* [Exercise aim]: Your answer should be one number: how many lines of the data include the string "function"?

* [Records for this exercise]:

Issue #1836, opened 2015-07-24
Invalid new doc template will append the template names to New From Template menu


ktaki:
With no doc opened, click on either "Android 1080p" or "Microsoft Surface Pro" in the TEMPLATES panel. They are currently invalid templates as reported in https://github.com/adobe-photoshop/spaces-design/issues/1835. This should fail.

Check File -> New From Template. 
RESULT: The menu contents were doubled.

pineapplespatula:
since i fixed the two broken templates i cannot reproduce this anymore. I'm not sure if it is worth breaking in order to fix this other bug.

ktaki:
Since current template implementation in Ps is fragile, we should fix this bug. Modifying one of the template names in Default New Doc.txt will break the template. Let me know if you cannot repro.

iwehrman:
FBNC to @ktaki.

ktaki:
Verified the fix.

PR #1918, opened 2015-08-05
clear template menu before appending new templates

pineapplespatula:
fix for issue #1836

### DIFF
--- a/src/js/models/menubar.js
+++ b/src/js/models/menubar.js
@@ -235,21 +235,13 @@ define(function (require, exports, module) {
             templateIndex = _.findIndex(fileMenu.submenu, function (menu) {
                 return menu.id === "NEW_FROM_TEMPLATE";
             }),
-            templateMenu = fileMenu.submenu[templateIndex],
-            templateSubmenu = templateMenu.submenu;
-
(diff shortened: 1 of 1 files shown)


src/js/models/menubar.js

* [Response to this task]: 2